Мои выходки забавляют его. Мне прощается то, что не прощается остальным. За это меня ненавидят и ждут падения, но прошло уже бесконечное количество лет, а я всё еще подле него. Возможно, завтра я стану одной из многих, но сегодня я его любимая игрушка… одна из многих, но единственная, к кому он не теряет интерес. Тогда пусть так будет и дальше. Пусть так будет вечно…

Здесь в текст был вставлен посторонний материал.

Issue #7094, opened 2024-01-21
gr.File only supports Drag and Drop for types of the first element in file_types


tradoff:
### Describe the bug

gr.File( file_types = [ 'image', 'video' ] ) only supports Drag and Drop for image file but not video file. (However, clicking interface to select file to upload is both support for the two. )
gr.File( file_types = [ 'file' ] ) can support all types to Drag and Drop but...

### Have you searched existing issues?  🔎

- [X] I have searched and found no existing issues

### Reproduction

Я прошла мимо молчаливых стражей, опустивших глаза при моем появлении, но провожавших мою спину долгими пристальными взглядами. Запах их вожделения всегда заполняет полутемный коридор после утех Господина. Удушливый, тяжелый, но пьянящий. Иногда я задерживаюсь рядом с одним из стражей и с упоением втягиваю запах похоти, так же жадно, как он вдыхает мой аромат. Я вижу, как трепещут его ноздри, вижу, с какой силой он сжимает кулаки, чтобы устоять и не осмелиться на глупость, последнюю глупость в его жизни. Господин не прощает прикосновений к своей любимой игрушке. И когда кровь из ран от когтей на ладонях стража начинает капать на каменные плиты пола, я отхожу, прислушиваясь к тяжелому дыханию за своей спиной.
— Зачем ты дразнишь воинов? — как-то спросил меня Господин. — Ты знаешь, чем это может закончиться. Хочешь видеть смерть одного из них?
— Мой господин жалеет стражей?
— Твой господин желает знать, зачем ты их дразнишь.
— Скучно…
Да, мне скучно в его огромном и мрачном замке. Скучно в тяжеловесной роскоши покоев. Но на свободу я выхожу редко. Не знаю почему, но Господин не любит надолго отпускать меня. Наверное, ему тоже скучно, и, наверное, его забавляют мои выходки. Он не накричал на меня еще ни разу. Наказывал, когда считал, что я провинилась, но никогда не рычал так, как на остальных обитателей замка и земель, принадлежавших ему.
— Открой.
Громыхнул засов, скрипнула отворяемая решетка, прутья которой были толщиной в мою руку, и я шагнула в леденящую темноту подземелья. Я бываю здесь, но редко. Последнее время стала приходить почти каждый день. Мой путь заканчивался у одной и той же двери — тяжелой, пахнущей ржавчиной. И как всегда я сначала привстала на цыпочки и заглянула в маленькое окошко, разглядывая обитателя сырых замшелых стен каменного мешка.
В темнице нет света, но он не нужен мне, чтобы увидеть. Несколько мгновений я смотрю на изможденное тело, висящее на цепях. Голова пленника свесилась на грудь. Отросшие волосы падают на лицо, и я не могу рассмотреть его. Впрочем, я знаю каждую его черточку, запомнила. И жесткую линию его губ, и прямой нос, и скулы, и подбородок, и глаза… Его глаза светло-серые, как металл, не знавший ржавчины. Пронзительные, когда-то ироничные. Сейчас нет, сейчас его глаза пусты, как бельма слепца. Я ломаю его раз за разом, поглощаю его разум, его чувства, его упрямство. Пью своего пленника, как терпкое изысканное вино.
Он пытается противостоять, но слишком измотан для той твердости и насмешки, которыми встретил меня первый раз. Он ожидал пыток палача, но получил намного хуже — меня. Не знаю, зачем я выпросила себе у Господина эту игрушку. Возможно, из-за прямого взгляда, в котором таилась издевка, возможно, из-за вызова, который был слышен в каждом слове нового пленника. Чтобы не двигало мной, но с выбором развлечения я угадала.